“The assembly of biomolecules into condensates is a fundamental process underlying the organisation of the intracellular space and the regulation of many cellular functions. Mapping and characterising phase behaviour of biomolecules is essential to understand the mechanisms of condensate assembly, and to develop therapeutic strategies targeting biomolecular condensate systems. A central concept for characterising phase-separating systems is the phase diagram. Phase diagrams are typically built from numerous individual measurements sampling different parts of the parameter space. However, even when performed in microwell plate format, this process is slow, low throughput and requires significant sample consumption. To address this challenge, we present here a combinatorial droplet microfluidic platform, termed PhaseScan, for rapid and high-resolution acquisition of multidimensional biomolecular phase diagrams. Using this platform, we characterise the phase behaviour of a wide range of systems under a variety of conditions and demonstrate that this approach allows the quantitative characterisation of the effect of small molecules on biomolecular phase transitions.”
“a Droplets are generated using a flow-focussing microfluidic device controlled by automated syringe pumps and then imaged in wells by fluorescence microscopy. b At the droplet generating junction, aqueous solutions are combined under laminar flow before droplet formation. c Brightfield microscopy image of droplet generation (left) and combined fluorescence images of droplet generation (right) showing fluorescence of EGFP (green) and Alexa647 (magenta) barcodes for FUSG156E and PEG, respectively. d, e Epifluorescence microscopy images of trapped microdroplets, with EGFP and Alexa647 fluorescence corresponding to FUSG156E and PEG concentration, respectively. f Classification of droplets as phase separated (red outline) or homogeneous (blue outline) according to distribution of EGFP fluorescence. g Phase separated (left) and homogeneous (right) microdroplets imaged according to EGFP (top) and Alexa647 fluorescence (middle) and subsequent phase separation classification (bottom). Images correspond to the highlighted regions in (d–f). h Liquid condensates merge over time in microdroplets. i Phase diagram of EGFP-FUSG156E vs. PEG 6000 concentration, 50 mM Tris pH 7.4, 150 mM KCl.
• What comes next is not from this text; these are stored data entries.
PR #579, opened 2021-10-19
mrc-2688 accessibility improvements

hillalex:
## Description
* Fixes contrast in the header and the stepper 
* Adds some missing input labels
* Adds html lang attribute
 
There are still a lot of accessibility failures as you progress through the steps, in particular all uses of TreeSelect result in inputs with no label. And the tab/key navigation is all over the place. Is our aim that the app be usable by a screenreader? 

## Type of version change
Patch

## Checklist

### DIFF
--- a/NEWS.md
+++ b/NEWS.md
@@ -1,6 +1,10 @@
-# hint 1.56.4
+# hint 1.57.1
 
 * accessibility fixes
+
+# hint 1.57.0
+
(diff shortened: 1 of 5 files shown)


mwoodbri (approved):
Looks good. A really significant reduction in warnings! Some low-hanging fruit remains on login page but already more than enough going on in this PR.

Could have used a mixin for setting lang attribute but not really justified given it's only a couple of pages.

PR #580, opened 2021-10-20
mrc-2618 Do not poll for ADR dataset updates when using a release

LekanAnni:
When a user imports fromADR data using a release, we should not need to poll for updates, since the data in a release will not change after it has been created.

* I added statement to stops polling when import is not from release dataset 
* I added stop and start polling to import dataset method, so, when users toggle between latest and release dataset, polling will work as expected.

## Type of version change
_Delete as appropriate_

Minor

## Checklist

### DIFF
--- a/NEWS.md
+++ b/NEWS.md
@@ -1,6 +1,11 @@
-# hint 1.59.0
+
+# hint 1.60.0
 
 * Do not poll for ADR dataset updates when using a release
+
+# hint 1.59.0
+
+* Do not auto-progress to calibrate step if there are model fit warnings
 
 # hint 1.58.0
 
--- a/src/app/static/src/app/components/Stepper.vue
+++ b/src/app/static/src/app/components/Stepper.vue
@@ -61,7 +61,7 @@
     import ModelOptions from "./modelOptions/ModelOptions.vue";
     import VersionStatus from "./projects/VersionStatus.vue";
     import {mapGettersByNames, mapStateProp, mapStateProps} from "../utils";
-    import {Project} from "../types";
+    import {Project, StepWarnings} from "../types";
     import {ProjectsState} from "../store/projects/projects";
     import {RootState} from "../root";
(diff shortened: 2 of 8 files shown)


src/app/static/src/app/components/adr/SelectDataset.vue
```diff
@@ -322,6 +322,8 @@
             importProgram: mapActionByName("surveyAndProgram", "importProgram"),
             importANC: mapActionByName("surveyAndProgram", "importANC"),
             async importDataset() {
+                this.stopPolling();
```
hillalex, line 325: I don't understand what this stop/start combination is achieving? To me it looks like polling should be started here conditional on there not being a release selected, and similarly the polling that is started on mount should be conditional on there not being a release selected.

src/app/static/src/tests/components/adr/selectDataset.test.ts
```diff
@@ -982,6 +990,14 @@ describe("select dataset", () => {
         expect(spy.mock.calls[0][0]).toBe(pollingId);
     });
 
+    it("stops polling dataset metadata on newDatasetRelease", () => {
+        const rendered = shallowMount(SelectDataset, {store: getStore()});
+        const pollingId = (rendered.vm as any).pollingId;
+        const spy = jest.spyOn(window, "clearInterval");
+        rendered.setData({newDatasetRelease: {"test": "DATA"} as any})
```
hillalex, line 997: This doesn't reflect the way in which the widget is actually used - after choosing a release the user selects "import", at which point you start polling for changes again. In general tests should avoid using the `setData` method and use user actions (e.g.  `input.setValue("v1")`, `button.trigger("click")` etc) and replicate actual user behaviour

src/app/static/src/app/components/adr/SelectDataset.vue
carbowizzy: This ensures polling does not continue when switching from Latest to release dataset.

PR #767, opened 2022-11-09
mrc-3767 Return more information for Could not parse API response

LekanAnni:
## Description

PR logs response detail and changed display text to human readable format.

## Type of version change
_Delete as appropriate_

## Checklist


EmmaLRussell (commented):
Sorry, didn't get around to looking at this yesterday, and don't have too much time to run it up now, but just from a quick look, it seems like this only does some of the things mentioned in the ticket (@r-ash 's initial write up and my follow-up comment). Those could be done in separate tickets as long as they don't get lost. 

This PR does:
- console logs full error (this is helpful for use when reproducing error, but not really for users themselves)
- reports status code

It doesn't appear to:
- report time of error - useful when reported by user who would only have vague idea of time themselves
- report content type
- report full response content (possibly in expandable panel - or at least show first n characters)
- distinguish genuine parsing errors from errors thrown by mutations

r-ash (approved):
From what we discussed on Friday let's get this merged as is and review any additional requirements in a separate PR

PR #769, opened 2022-11-09
Mrc-3765 YAxis scale is not automatically generating the correct range at low values for some indicators

LekanAnni:
## Description

This PR fixes the YAxis scale ranges issues as seen in the screenshot here https://mrc-ide.myjetbrains.com/youtrack/issue/mrc-3765/y-axis-scale-is-not-automatically-generating-the-correct-range-at-low-values-for-some-indicators

Rachel had suggested making accuracy 10 when value is in the low range but this does not solve the yAxis issue for most selections. However, I chose to rely on chartJs numeric algorithm to calculate scale range when data is too small for a given accuracy.

I have added inline comment explaining my approach, we can now view charts as seen below.

Screenshot 2022-11-10 at 10 11 25

## Type of version change
_Delete as appropriate_

## Checklist


src/app/static/src/app/components/plots/utils.ts
```diff
@@ -193,7 +193,22 @@ export const formatOutput = function (value: number | string, format: string, sc
...
+         * rounding using the given accuracy value.
+         */
+
+        if (accuracy === 100) {
+            if (ans > 500) {
+                ans = Math.round(ans / accuracy) * accuracy
+            }
+        } else {
+            ans = Math.round(ans / accuracy) * accuracy
+        }
```
r-ash, line 211: I think I had a different understand from our discussion with Jeff. What he wants is for accuracy of 100
* If value in data < 200 then show to nearest 10
* If value in data < 5 then just show text "<5"

but we should also make this work for other accuracy values. I think logic could be something like,
```
if (value < 5) {
  show <5
} else if (value < accuracy * 2 && accuracy > 1) {
  round to accuracy / 10
} else {
  round to specified accuracy
}
```

r-ash: He suggested we check this with Mary though. He did also say that if this is a faff then just show the raw number.

r-ash (changes requested):

src/app/static/src/app/components/plots/utils.ts
LekanAnni: > I think I had a different understand from our discussion with Jeff. What he wants is for accuracy of 100
> 
> * If value in data < 200 then show to nearest 10

I suggested 200 to Jeff because yAxis displayed nicely when I tested but on testing again with different age groups, it disarranged YAxis. applying 100 accuracy when value is greater than 500 fixes issues with YAxis pretty well. I will inform him I updated to 500. 

I think you should try testing with different age groups to see how it displays.

> * If value in data < 5 then just show text "<5"
Only numeric value is applicable here
> 
> but we should also make this work for other accuracy values. I think logic could be something like,
> 
> ```
> if (value < 5) {
>   show <5
> } else if (value < accuracy * 2 && accuracy > 1) {
>   round to accuracy / 10
> } else {
>   round to specified accuracy
> }
> ```

I have allowed ChartJs to calculate the range using min and max value. What I am trying to avoid is exactly your suggestions where we round value based on unknown range. Your suggested solution disarranges YAxis for value for a lot age groups. Also, we can not show <5, only able to return numeric values.

EmmaLRussell: I'm coming to this late and may not understand all the issues. I think the problem is that the accuracy value is sometimes being set quite high relative to the highest value in the data (e.g. accuracy 100 when highest value is e.g. 200). However chartJs wants to show about 10 ticks on the chart, and we're asking it to do it with an accuracy to the nearest 100, so it's doing the best it can and rounding what are basically ticks per 10 to the nearest 100. Is that the problem?

It feels like the problem is greater than the scope of this method, which I think is formatting a single value - wouldn't a high accuracy value be ok for low values, as long as there were some high values in the data? (Although the filtering is handled in the barchart component so maybe we do need to get the accuracy right for the lowest possible values too.) Also, dealing with the issue for accuracy == 100 seems very specific. Don't we also support e.g. accuracy == 1000 potentially?

Would it make more sense to have a separate method which checks the appropriateness of the accuracy value across all data values. e.g. something like 'if there are any non-zero values which are  < 10 * accuracy, adjust accuracy to greatest power of 10 which is < 10 * accuracy`.

LekanAnni: We mostly support accuracy 100, where accuracy is greater or less than 100, CharJs will calculate the scale range and display YAxis nicely. Alternatively, if we do not want chartJS to handle scale range, we will then have to manually calculate for all expected accuracy. 

The point of this ticket is to show YAxis nicely for all data points. I think you should spin the app and play with different formatting.

EmmaLRussell (commented):
Ok, so there's two issues being discussed here:
1. Avoiding multiple ticks with the same displayed value - this is what Lekan is addressing in this branch. 
2. Showing appropriate values (in the tooltip) as described by Jeff, with pseudo-code suggested by Rob above. 

Lekan, you've suggested we shouldn't address 2. this branch, only 1. In that case, do we have a ticket to deal with 2.?

The reason issue 1. has been arising is because this method `formatOutput` is being passed into ChartJs via vue-charts, and is being used to format both ticks and tooltip values. So e.g. with accuracy 100, ChartJS is trying to format tick values of 20, 40 etc to nearest 100. 

What's implemented here is not a generic solution because it only applies to accuracy 100. Here's an example of bug showing up for indicator with accuracy = 1000:
Screenshot from 2022-11-15 12-31-48

There are also issues for very low values, but I think this might be inherent to ChartJS, and probably not worth worrying about now:
Screenshot from 2022-11-15 12-30-29

(We'll have to  deal with that when we look at issue 2. and the <5 business.)

Your approach of modifying for values < 500 does seem to work - not sure if there would be race conditions near that value? How about just generalising that for other accuracy values?
```
	if (accuracy > 1) {
            if (ans > 5*accuracy) {
                ans = Math.round(ans / accuracy) * accuracy
            }
        } else {
            ans = Math.round(ans / accuracy) * accuracy
        }
```

.. and dealing with issue 2. separately?

Incidentally, the format callback function chartJS takes can return a string, so in fact we *could* return '<5' - however, with the current way vue-charts is configured, that would be shown both in tooltips and on the ticks. Is that what we want? Should clarify that in separate ticket (?) for issue 2.

r-ash (approved):
This looks like a big improvement to what is currently there.

I've made a follow on ticket https://mrc-ide.myjetbrains.com/youtrack/issue/mrc-3815/Show-value-5-for-indicators-with-accuracy-1 with the <5 stuff with a comment about the issue still persisting for very small values, we can review later (post workshops) how we want to fix it.

EmmaLRussell (commented):
This seems fine to me, to fix the axis issue, but do bear in mind that it means that unrounded values will now be shown for all values < 5 * accuracy. So, for population where accuracy = 1000, all values < 5000 are now shown unrounded. This seems to be quite rare though (could only find example for Likoma in the Malawi dataset).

Red and blue data points in the scatter plot correspond to individual microdroplets classified as phase separated or homogeneous, respectively. The heat map corresponds to the probability of phase separation as determined by an SVM classifier trained on the droplet scatter plot. N = 2754 droplets. Yellow and cyan crosses correspond to phase separated and homogeneous behaviour as determined by manual pipetting experiment. Source data are provided as a Source Data file. Parts of this figure are reproduced with permission from Geiger et al.12.” Reproduced under a Creative Commons Attribution 4.0 International License from Arter, W.E., Qi, R., Erkamp, N.A. et al. Biomolecular condensate phase diagrams with a combinatorial microdroplet platform. Nat Commun13, 7845 (2022).
Figures and the abstract are reproduced from Arter, W.E., Qi, R., Erkamp, N.A. et al. Biomolecular condensate phase diagrams with a combinatorial microdroplet platform. Nat Commun13, 7845 (2022). https://doi.org/10.1038/s41467-022-35265-7 under a Creative Commons Attribution 4.0 International License.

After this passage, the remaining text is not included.